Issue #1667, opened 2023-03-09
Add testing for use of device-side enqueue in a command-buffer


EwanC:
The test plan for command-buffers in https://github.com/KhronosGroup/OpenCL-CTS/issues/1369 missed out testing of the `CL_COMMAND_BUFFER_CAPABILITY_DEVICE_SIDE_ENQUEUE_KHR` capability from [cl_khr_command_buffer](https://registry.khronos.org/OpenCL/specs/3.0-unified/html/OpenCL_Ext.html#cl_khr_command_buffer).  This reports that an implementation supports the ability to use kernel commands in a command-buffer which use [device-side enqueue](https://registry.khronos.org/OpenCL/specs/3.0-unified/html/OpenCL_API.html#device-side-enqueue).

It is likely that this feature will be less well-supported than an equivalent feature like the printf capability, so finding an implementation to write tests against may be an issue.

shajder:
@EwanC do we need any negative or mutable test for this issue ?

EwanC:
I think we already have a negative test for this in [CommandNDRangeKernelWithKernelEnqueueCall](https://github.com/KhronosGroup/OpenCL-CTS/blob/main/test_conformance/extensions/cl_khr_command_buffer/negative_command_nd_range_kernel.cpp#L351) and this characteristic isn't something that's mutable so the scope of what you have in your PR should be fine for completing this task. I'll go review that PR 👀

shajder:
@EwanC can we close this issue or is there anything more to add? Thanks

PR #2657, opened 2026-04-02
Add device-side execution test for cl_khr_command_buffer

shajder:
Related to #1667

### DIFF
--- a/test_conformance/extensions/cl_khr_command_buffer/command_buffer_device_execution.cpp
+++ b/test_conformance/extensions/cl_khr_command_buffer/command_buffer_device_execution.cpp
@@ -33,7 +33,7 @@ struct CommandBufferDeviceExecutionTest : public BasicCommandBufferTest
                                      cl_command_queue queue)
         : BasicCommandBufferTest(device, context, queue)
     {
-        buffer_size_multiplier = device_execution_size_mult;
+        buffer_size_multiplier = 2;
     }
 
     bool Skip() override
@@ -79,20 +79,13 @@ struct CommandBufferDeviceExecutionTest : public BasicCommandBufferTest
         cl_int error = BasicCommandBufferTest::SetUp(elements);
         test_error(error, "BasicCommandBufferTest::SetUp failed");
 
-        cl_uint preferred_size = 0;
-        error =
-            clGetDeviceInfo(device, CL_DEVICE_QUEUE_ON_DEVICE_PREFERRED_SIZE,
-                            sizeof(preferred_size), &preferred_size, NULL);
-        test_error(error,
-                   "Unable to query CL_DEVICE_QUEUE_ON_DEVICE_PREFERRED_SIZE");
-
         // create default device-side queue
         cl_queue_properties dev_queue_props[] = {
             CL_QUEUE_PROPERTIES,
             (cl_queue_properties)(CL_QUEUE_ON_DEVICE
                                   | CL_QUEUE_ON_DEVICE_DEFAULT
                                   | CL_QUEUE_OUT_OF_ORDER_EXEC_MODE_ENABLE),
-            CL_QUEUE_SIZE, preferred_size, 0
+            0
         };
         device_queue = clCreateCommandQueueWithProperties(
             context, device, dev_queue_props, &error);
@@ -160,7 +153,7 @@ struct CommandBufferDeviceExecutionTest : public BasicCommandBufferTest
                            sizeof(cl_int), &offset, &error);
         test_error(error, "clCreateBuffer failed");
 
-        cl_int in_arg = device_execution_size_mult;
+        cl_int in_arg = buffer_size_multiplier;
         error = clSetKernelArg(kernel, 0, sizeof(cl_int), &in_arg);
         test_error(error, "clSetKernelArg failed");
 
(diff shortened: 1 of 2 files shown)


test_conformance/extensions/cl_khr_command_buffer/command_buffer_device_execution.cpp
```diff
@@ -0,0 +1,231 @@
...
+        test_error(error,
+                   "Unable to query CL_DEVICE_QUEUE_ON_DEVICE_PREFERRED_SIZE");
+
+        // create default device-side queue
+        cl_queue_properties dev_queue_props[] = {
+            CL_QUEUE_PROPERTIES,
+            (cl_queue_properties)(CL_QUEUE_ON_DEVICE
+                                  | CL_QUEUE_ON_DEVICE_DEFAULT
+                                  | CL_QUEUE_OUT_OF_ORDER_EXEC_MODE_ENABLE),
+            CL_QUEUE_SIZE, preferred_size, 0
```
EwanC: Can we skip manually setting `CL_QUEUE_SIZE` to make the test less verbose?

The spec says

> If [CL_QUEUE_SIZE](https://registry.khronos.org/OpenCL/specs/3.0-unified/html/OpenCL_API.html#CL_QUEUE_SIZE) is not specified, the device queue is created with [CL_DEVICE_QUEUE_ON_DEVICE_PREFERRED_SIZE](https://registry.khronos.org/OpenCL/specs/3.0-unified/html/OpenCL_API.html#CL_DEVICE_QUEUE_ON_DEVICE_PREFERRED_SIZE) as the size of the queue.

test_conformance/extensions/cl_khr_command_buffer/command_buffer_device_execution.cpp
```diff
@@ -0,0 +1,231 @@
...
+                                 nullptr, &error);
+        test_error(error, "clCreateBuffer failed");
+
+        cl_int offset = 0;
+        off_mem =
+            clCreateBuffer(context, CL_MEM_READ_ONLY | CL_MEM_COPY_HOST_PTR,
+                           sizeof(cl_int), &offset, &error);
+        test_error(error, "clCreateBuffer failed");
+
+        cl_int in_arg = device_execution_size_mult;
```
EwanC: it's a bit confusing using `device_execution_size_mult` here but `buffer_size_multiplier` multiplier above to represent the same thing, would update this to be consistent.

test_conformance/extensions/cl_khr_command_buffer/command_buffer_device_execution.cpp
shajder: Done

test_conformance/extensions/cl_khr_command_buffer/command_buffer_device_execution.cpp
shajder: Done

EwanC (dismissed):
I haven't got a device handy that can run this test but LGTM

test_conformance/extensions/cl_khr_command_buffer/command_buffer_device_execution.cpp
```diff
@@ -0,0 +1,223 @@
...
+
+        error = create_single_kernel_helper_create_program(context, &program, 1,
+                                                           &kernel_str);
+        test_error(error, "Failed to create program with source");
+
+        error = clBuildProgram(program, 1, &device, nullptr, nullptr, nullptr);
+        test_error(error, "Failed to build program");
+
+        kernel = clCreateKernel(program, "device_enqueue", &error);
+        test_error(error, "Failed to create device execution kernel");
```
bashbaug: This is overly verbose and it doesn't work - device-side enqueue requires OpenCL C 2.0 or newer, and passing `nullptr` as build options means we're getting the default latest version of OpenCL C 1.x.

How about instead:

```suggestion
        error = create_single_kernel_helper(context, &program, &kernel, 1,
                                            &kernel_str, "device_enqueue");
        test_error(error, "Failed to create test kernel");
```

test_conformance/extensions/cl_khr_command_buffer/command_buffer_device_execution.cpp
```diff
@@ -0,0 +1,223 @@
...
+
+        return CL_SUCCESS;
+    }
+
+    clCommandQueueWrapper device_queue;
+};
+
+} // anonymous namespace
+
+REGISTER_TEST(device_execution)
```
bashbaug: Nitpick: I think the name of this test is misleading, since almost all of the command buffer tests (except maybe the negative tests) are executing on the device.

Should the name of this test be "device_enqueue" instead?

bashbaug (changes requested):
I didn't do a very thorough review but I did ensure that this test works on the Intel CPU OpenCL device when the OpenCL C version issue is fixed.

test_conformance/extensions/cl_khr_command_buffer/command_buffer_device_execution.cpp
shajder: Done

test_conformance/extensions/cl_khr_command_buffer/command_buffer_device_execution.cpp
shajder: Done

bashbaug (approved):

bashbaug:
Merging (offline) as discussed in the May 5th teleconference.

= = = =

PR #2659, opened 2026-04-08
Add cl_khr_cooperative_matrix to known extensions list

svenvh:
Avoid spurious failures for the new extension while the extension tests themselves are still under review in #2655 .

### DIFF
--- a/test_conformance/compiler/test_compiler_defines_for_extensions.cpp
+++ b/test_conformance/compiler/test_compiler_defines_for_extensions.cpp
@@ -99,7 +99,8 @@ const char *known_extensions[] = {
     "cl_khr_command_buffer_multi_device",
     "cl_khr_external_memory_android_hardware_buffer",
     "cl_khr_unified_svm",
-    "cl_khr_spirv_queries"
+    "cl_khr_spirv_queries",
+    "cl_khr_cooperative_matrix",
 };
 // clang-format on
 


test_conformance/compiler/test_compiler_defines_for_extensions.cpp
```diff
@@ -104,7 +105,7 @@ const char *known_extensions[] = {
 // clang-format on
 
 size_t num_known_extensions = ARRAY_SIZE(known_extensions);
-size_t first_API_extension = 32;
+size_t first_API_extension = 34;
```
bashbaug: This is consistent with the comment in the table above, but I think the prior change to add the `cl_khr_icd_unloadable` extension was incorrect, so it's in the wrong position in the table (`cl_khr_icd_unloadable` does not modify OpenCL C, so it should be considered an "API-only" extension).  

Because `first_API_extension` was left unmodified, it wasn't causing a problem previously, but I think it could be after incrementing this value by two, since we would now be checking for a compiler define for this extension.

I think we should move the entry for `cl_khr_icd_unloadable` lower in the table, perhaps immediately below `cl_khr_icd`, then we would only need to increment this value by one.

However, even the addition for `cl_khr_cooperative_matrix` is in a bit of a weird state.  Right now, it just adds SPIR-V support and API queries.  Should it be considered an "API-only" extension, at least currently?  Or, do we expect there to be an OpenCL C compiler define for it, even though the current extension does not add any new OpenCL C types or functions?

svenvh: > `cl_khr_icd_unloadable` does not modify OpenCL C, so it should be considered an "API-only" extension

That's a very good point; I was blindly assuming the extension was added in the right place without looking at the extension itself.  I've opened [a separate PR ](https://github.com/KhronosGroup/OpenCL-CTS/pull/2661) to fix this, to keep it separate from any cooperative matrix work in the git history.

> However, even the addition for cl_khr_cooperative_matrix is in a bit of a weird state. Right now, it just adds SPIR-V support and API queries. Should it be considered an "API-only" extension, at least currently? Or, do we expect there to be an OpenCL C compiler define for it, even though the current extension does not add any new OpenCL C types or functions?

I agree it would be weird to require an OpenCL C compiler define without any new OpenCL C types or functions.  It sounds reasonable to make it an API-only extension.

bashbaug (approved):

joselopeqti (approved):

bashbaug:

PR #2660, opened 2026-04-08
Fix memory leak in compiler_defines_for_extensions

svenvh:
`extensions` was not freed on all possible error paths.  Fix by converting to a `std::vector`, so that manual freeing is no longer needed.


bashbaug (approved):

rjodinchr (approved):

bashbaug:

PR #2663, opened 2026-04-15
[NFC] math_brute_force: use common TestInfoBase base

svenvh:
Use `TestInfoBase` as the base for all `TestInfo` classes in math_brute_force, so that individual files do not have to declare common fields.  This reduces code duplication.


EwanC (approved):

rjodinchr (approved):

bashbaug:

= = = =

● **WHAT IS EXPECTED**: Each line that holds the string "weird" is to be copied from the entries above.

● **SOLUTION TO THIS TASK**:
However, even the addition for `cl_khr_cooperative_matrix` is in a bit of a weird state.  Right now, it just adds SPIR-V support and API queries.  Should it be considered an "API-only" extension, at least currently?  Or, do we expect there to be an OpenCL C compiler define for it, even though the current extension does not add any new OpenCL C types or functions?
> However, even the addition for cl_khr_cooperative_matrix is in a bit of a weird state. Right now, it just adds SPIR-V support and API queries. Should it be considered an "API-only" extension, at least currently? Or, do we expect there to be an OpenCL C compiler define for it, even though the current extension does not add any new OpenCL C types or functions?
I agree it would be weird to require an OpenCL C compiler define without any new OpenCL C types or functions.  It sounds reasonable to make it an API-only extension.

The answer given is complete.